*PROBLEM REQUIREMENTS*
Return every line of the listing exactly as written.

*MATERIAL SUPPLIED*
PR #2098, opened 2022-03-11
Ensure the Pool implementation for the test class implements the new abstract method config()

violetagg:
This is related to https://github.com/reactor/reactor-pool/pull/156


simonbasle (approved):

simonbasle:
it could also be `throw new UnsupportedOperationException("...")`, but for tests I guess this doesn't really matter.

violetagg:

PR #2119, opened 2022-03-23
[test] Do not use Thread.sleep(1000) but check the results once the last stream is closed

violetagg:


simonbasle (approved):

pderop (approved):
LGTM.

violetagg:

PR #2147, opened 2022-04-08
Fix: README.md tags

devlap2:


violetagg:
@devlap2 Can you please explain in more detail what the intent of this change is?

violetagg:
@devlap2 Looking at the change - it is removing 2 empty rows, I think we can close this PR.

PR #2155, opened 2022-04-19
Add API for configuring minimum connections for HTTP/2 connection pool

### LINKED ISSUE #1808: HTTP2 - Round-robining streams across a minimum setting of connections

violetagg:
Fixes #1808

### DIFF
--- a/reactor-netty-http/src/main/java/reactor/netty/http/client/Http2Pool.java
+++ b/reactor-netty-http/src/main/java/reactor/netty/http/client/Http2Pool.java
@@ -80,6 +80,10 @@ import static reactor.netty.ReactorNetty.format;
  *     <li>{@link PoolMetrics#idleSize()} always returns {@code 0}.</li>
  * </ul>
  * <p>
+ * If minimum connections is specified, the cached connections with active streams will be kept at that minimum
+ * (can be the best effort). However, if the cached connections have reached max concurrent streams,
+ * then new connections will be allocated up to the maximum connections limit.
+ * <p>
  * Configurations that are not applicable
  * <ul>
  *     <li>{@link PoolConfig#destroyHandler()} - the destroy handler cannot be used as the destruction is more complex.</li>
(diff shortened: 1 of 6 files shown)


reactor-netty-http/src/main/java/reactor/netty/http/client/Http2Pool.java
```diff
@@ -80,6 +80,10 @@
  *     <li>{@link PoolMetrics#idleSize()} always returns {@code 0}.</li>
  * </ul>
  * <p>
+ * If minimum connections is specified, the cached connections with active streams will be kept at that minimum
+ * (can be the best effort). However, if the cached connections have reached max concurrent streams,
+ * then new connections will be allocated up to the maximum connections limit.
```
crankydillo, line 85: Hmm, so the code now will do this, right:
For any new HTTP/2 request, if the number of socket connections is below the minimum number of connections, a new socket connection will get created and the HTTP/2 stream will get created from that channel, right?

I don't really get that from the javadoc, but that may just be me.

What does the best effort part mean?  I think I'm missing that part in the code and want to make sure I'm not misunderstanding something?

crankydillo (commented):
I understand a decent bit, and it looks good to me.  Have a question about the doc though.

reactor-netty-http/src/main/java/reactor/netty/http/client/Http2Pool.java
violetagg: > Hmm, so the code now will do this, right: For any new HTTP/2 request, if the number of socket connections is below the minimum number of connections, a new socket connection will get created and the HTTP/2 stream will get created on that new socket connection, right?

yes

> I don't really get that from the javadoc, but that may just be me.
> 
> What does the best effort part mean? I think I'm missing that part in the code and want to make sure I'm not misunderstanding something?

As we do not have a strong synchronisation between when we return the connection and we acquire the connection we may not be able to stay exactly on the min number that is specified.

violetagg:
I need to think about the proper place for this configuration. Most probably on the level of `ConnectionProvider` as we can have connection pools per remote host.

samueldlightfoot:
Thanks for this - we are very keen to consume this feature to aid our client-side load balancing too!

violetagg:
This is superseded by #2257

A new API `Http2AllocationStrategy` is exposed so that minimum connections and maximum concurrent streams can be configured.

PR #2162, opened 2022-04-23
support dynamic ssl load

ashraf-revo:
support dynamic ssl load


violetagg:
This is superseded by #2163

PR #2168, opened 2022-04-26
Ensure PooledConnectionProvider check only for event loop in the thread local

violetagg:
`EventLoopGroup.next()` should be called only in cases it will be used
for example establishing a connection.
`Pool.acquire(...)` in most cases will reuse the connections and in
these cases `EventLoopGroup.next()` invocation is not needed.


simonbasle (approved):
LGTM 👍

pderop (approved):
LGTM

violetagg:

*ANSWER*
PR #2098, opened 2022-03-11
Ensure the Pool implementation for the test class implements the new abstract method config()

violetagg:
This is related to https://github.com/reactor/reactor-pool/pull/156


simonbasle (approved):

simonbasle:
it could also be `throw new UnsupportedOperationException("...")`, but for tests I guess this doesn't really matter.

violetagg:

PR #2119, opened 2022-03-23
[test] Do not use Thread.sleep(1000) but check the results once the last stream is closed

violetagg:


simonbasle (approved):

pderop (approved):
LGTM.

violetagg:

PR #2147, opened 2022-04-08
Fix: README.md tags

devlap2:


violetagg:
@devlap2 Can you please explain in more detail what the intent of this change is?

violetagg:
@devlap2 Looking at the change - it is removing 2 empty rows, I think we can close this PR.

PR #2155, opened 2022-04-19
Add API for configuring minimum connections for HTTP/2 connection pool

### LINKED ISSUE #1808: HTTP2 - Round-robining streams across a minimum setting of connections

violetagg:
Fixes #1808

### DIFF
--- a/reactor-netty-http/src/main/java/reactor/netty/http/client/Http2Pool.java
+++ b/reactor-netty-http/src/main/java/reactor/netty/http/client/Http2Pool.java
@@ -80,6 +80,10 @@ import static reactor.netty.ReactorNetty.format;
  *     <li>{@link PoolMetrics#idleSize()} always returns {@code 0}.</li>
  * </ul>
  * <p>
+ * If minimum connections is specified, the cached connections with active streams will be kept at that minimum
+ * (can be the best effort). However, if the cached connections have reached max concurrent streams,
+ * then new connections will be allocated up to the maximum connections limit.
+ * <p>
  * Configurations that are not applicable
  * <ul>
  *     <li>{@link PoolConfig#destroyHandler()} - the destroy handler cannot be used as the destruction is more complex.</li>
(diff shortened: 1 of 6 files shown)


reactor-netty-http/src/main/java/reactor/netty/http/client/Http2Pool.java
```diff
@@ -80,6 +80,10 @@
  *     <li>{@link PoolMetrics#idleSize()} always returns {@code 0}.</li>
  * </ul>
  * <p>
+ * If minimum connections is specified, the cached connections with active streams will be kept at that minimum
+ * (can be the best effort). However, if the cached connections have reached max concurrent streams,
+ * then new connections will be allocated up to the maximum connections limit.
```
crankydillo, line 85: Hmm, so the code now will do this, right:
For any new HTTP/2 request, if the number of socket connections is below the minimum number of connections, a new socket connection will get created and the HTTP/2 stream will get created from that channel, right?

I don't really get that from the javadoc, but that may just be me.

What does the best effort part mean?  I think I'm missing that part in the code and want to make sure I'm not misunderstanding something?

crankydillo (commented):
I understand a decent bit, and it looks good to me.  Have a question about the doc though.

reactor-netty-http/src/main/java/reactor/netty/http/client/Http2Pool.java
violetagg: > Hmm, so the code now will do this, right: For any new HTTP/2 request, if the number of socket connections is below the minimum number of connections, a new socket connection will get created and the HTTP/2 stream will get created on that new socket connection, right?

yes

> I don't really get that from the javadoc, but that may just be me.
> 
> What does the best effort part mean? I think I'm missing that part in the code and want to make sure I'm not misunderstanding something?

As we do not have a strong synchronisation between when we return the connection and we acquire the connection we may not be able to stay exactly on the min number that is specified.

violetagg:
I need to think about the proper place for this configuration. Most probably on the level of `ConnectionProvider` as we can have connection pools per remote host.

samueldlightfoot:
Thanks for this - we are very keen to consume this feature to aid our client-side load balancing too!

violetagg:
This is superseded by #2257

A new API `Http2AllocationStrategy` is exposed so that minimum connections and maximum concurrent streams can be configured.

PR #2162, opened 2022-04-23
support dynamic ssl load

ashraf-revo:
support dynamic ssl load


violetagg:
This is superseded by #2163

PR #2168, opened 2022-04-26
Ensure PooledConnectionProvider check only for event loop in the thread local

violetagg:
`EventLoopGroup.next()` should be called only in cases it will be used
for example establishing a connection.
`Pool.acquire(...)` in most cases will reuse the connections and in
these cases `EventLoopGroup.next()` invocation is not needed.


simonbasle (approved):
LGTM 👍

pderop (approved):
LGTM

violetagg:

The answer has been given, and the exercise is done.